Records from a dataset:
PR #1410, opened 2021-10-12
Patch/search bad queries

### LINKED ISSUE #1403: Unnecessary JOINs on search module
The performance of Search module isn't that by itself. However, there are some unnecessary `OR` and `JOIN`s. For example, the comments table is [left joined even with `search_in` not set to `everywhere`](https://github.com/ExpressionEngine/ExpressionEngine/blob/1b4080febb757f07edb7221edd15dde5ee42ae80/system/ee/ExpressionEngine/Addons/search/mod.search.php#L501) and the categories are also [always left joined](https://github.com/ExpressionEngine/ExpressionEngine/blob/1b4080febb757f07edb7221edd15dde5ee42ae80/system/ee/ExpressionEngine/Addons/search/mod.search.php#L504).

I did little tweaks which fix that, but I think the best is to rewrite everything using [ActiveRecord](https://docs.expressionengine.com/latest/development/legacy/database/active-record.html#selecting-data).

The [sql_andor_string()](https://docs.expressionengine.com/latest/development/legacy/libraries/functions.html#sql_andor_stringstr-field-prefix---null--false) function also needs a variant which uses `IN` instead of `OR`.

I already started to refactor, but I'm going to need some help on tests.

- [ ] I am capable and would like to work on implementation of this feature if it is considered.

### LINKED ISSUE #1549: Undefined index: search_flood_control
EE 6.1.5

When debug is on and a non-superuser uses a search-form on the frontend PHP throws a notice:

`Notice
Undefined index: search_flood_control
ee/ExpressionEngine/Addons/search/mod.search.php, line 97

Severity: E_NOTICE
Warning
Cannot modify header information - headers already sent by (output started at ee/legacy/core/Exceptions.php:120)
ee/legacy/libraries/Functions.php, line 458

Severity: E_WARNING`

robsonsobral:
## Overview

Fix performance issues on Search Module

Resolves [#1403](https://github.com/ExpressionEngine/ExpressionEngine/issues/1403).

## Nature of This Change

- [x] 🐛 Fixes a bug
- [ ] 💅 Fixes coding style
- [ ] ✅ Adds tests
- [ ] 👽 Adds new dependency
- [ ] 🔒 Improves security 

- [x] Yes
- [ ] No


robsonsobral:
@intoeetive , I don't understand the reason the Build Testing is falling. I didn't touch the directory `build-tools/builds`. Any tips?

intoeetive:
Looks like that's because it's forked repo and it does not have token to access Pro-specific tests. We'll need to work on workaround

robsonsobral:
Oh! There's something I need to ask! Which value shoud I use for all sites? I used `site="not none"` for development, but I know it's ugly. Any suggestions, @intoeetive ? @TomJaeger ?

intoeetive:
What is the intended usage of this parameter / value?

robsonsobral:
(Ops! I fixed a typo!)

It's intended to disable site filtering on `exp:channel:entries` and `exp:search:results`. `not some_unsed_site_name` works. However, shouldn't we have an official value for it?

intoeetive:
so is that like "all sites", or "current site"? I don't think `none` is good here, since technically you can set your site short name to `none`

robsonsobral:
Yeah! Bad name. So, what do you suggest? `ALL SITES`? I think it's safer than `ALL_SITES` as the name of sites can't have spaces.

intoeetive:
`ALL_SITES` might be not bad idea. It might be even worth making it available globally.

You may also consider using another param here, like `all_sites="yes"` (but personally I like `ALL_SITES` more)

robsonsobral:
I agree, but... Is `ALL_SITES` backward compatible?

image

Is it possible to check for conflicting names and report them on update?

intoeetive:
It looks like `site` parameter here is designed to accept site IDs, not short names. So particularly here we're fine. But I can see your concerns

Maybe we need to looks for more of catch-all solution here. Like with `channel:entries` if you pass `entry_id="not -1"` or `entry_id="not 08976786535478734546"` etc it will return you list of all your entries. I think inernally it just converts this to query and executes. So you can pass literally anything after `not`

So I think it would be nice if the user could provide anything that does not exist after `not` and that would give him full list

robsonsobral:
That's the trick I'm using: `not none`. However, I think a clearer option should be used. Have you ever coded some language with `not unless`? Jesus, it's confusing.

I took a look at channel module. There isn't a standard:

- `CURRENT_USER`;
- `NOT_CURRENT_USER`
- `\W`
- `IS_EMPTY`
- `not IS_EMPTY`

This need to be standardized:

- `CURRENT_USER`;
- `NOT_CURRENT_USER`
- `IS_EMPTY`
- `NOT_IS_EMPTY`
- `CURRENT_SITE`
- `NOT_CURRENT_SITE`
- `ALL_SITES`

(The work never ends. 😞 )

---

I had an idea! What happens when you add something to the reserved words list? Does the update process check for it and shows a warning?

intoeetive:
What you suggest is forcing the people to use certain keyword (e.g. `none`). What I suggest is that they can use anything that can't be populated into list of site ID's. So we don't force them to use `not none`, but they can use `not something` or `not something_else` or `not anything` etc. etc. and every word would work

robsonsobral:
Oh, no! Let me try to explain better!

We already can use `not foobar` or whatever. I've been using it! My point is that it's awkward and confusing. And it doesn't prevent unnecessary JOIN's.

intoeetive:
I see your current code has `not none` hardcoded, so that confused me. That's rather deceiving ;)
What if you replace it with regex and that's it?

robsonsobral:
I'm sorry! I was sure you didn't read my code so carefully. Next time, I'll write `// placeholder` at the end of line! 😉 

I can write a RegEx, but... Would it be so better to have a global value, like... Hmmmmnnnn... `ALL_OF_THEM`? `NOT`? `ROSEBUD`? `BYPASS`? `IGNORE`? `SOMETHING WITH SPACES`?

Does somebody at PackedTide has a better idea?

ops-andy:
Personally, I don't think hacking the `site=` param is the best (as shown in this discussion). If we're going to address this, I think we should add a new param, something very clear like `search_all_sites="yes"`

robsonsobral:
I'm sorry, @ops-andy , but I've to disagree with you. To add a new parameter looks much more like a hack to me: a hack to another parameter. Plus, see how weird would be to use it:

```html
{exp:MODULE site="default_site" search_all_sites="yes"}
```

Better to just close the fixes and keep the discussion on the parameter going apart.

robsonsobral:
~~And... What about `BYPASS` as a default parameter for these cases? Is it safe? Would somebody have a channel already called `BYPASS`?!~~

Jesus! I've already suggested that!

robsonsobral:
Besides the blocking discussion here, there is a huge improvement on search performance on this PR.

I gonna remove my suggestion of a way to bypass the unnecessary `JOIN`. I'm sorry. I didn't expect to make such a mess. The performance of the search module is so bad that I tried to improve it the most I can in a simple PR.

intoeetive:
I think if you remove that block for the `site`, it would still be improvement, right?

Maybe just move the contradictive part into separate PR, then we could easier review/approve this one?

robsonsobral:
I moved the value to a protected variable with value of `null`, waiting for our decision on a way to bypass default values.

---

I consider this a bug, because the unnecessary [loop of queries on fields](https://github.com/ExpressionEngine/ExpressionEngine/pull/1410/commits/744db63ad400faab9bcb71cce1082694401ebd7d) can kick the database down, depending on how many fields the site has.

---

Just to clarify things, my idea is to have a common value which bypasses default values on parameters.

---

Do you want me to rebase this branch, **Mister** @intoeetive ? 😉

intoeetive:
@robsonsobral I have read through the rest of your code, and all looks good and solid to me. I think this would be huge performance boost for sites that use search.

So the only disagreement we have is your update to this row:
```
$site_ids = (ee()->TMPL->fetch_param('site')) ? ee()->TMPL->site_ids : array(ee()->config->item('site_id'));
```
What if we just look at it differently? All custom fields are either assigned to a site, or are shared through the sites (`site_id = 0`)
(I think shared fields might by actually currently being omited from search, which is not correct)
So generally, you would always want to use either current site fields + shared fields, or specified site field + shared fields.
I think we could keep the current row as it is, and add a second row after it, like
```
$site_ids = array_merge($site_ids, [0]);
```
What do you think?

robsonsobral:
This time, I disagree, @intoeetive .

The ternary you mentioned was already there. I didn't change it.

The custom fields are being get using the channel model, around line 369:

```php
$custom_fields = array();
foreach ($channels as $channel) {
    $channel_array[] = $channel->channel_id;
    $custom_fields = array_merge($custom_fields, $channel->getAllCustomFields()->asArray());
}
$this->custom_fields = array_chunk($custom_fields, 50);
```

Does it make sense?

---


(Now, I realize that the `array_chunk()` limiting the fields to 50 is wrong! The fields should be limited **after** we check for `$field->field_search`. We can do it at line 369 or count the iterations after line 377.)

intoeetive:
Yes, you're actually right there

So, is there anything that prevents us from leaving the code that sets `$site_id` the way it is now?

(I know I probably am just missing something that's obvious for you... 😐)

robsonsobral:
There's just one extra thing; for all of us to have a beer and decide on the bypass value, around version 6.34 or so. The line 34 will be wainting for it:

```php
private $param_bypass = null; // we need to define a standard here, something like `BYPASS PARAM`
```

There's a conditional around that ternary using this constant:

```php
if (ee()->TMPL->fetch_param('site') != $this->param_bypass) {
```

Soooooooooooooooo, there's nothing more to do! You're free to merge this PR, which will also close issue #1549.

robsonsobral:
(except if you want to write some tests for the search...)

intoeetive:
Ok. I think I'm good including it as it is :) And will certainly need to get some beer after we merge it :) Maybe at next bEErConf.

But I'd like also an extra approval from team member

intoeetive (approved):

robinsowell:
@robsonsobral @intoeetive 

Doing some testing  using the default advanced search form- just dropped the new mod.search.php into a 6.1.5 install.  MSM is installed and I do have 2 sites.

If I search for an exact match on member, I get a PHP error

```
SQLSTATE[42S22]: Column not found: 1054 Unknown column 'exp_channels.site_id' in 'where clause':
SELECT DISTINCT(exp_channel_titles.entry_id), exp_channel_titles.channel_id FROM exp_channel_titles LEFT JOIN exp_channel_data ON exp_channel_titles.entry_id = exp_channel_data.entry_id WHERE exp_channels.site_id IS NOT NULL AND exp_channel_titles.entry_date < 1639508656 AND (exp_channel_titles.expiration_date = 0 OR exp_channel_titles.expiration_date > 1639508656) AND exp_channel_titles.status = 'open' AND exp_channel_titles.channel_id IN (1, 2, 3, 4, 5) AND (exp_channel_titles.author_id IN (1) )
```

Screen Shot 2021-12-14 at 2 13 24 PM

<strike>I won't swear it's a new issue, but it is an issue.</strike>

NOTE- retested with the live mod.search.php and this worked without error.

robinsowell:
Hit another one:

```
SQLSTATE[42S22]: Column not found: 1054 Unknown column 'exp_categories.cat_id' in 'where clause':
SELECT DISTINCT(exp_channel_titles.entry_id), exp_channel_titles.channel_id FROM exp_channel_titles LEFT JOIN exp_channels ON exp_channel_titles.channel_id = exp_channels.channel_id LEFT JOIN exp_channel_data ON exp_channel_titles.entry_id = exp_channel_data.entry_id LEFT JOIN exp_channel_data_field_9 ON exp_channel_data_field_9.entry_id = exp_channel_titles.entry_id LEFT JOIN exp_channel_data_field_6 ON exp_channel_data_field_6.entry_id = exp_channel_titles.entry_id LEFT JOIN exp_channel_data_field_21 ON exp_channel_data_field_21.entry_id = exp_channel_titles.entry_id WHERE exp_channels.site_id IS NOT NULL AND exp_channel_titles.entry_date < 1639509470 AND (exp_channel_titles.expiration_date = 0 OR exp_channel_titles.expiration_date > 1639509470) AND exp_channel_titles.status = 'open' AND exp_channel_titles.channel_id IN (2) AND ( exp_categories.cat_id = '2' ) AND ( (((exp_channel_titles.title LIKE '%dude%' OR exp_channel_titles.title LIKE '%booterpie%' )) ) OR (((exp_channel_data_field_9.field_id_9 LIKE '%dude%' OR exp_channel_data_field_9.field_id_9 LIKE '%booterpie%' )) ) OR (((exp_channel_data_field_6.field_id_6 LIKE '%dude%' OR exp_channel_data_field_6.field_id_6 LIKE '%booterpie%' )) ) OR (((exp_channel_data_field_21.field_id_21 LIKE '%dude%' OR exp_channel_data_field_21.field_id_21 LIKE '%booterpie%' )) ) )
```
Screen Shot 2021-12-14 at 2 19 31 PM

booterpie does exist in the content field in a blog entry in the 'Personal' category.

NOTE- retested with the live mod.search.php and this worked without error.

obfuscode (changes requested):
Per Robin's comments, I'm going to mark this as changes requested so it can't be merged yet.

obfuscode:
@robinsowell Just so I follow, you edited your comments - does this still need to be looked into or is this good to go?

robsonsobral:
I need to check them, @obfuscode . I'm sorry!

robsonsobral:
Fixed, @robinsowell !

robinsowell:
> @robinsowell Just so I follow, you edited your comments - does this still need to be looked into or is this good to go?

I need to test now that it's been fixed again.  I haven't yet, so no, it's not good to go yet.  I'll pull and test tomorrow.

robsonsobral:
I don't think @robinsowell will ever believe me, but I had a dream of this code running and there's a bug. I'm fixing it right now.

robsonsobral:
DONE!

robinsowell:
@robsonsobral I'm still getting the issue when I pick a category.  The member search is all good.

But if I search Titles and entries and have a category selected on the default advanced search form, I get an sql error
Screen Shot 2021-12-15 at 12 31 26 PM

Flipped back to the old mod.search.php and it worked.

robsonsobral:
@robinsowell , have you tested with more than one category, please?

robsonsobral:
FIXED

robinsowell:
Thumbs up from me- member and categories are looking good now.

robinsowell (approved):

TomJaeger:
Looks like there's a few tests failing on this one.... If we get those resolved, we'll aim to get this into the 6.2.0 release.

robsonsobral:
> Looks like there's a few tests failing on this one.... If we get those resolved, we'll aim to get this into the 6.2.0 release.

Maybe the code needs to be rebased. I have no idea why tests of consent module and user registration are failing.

§ Assignment: Set down, word for word, each line from the top of the records above through the line with "I did little".

§ Your response:
PR #1410, opened 2021-10-12
Patch/search bad queries

### LINKED ISSUE #1403: Unnecessary JOINs on search module
The performance of Search module isn't that by itself. However, there are some unnecessary `OR` and `JOIN`s. For example, the comments table is [left joined even with `search_in` not set to `everywhere`](https://github.com/ExpressionEngine/ExpressionEngine/blob/1b4080febb757f07edb7221edd15dde5ee42ae80/system/ee/ExpressionEngine/Addons/search/mod.search.php#L501) and the categories are also [always left joined](https://github.com/ExpressionEngine/ExpressionEngine/blob/1b4080febb757f07edb7221edd15dde5ee42ae80/system/ee/ExpressionEngine/Addons/search/mod.search.php#L504).

I did little tweaks which fix that, but I think the best is to rewrite everything using [ActiveRecord](https://docs.expressionengine.com/latest/development/legacy/database/active-record.html#selecting-data).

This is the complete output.